[DATA SHOWN]
────────────────────────────────────────

Issue #4, opened 2017-02-10
Allow http (not https) JIRA hosts


jefft:
When configuring JIRA integration, one is currently prompted for 'Host'. SP is expecting something like 'localhost' or 'jira.mycompany.com'. In my case I enter 'redradish_jira.localhost'.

────────────────────────────────────────

[PROBLEM DETAILS]
Transcribe all the material, making sure each line matches the original.

[YOUR RESPONSE]
Issue #4, opened 2017-02-10
Allow http (not https) JIRA hosts


jefft:
When configuring JIRA integration, one is currently prompted for 'Host'. SP is expecting something like 'localhost' or 'jira.mycompany.com'. In my case I enter 'redradish_jira.localhost'.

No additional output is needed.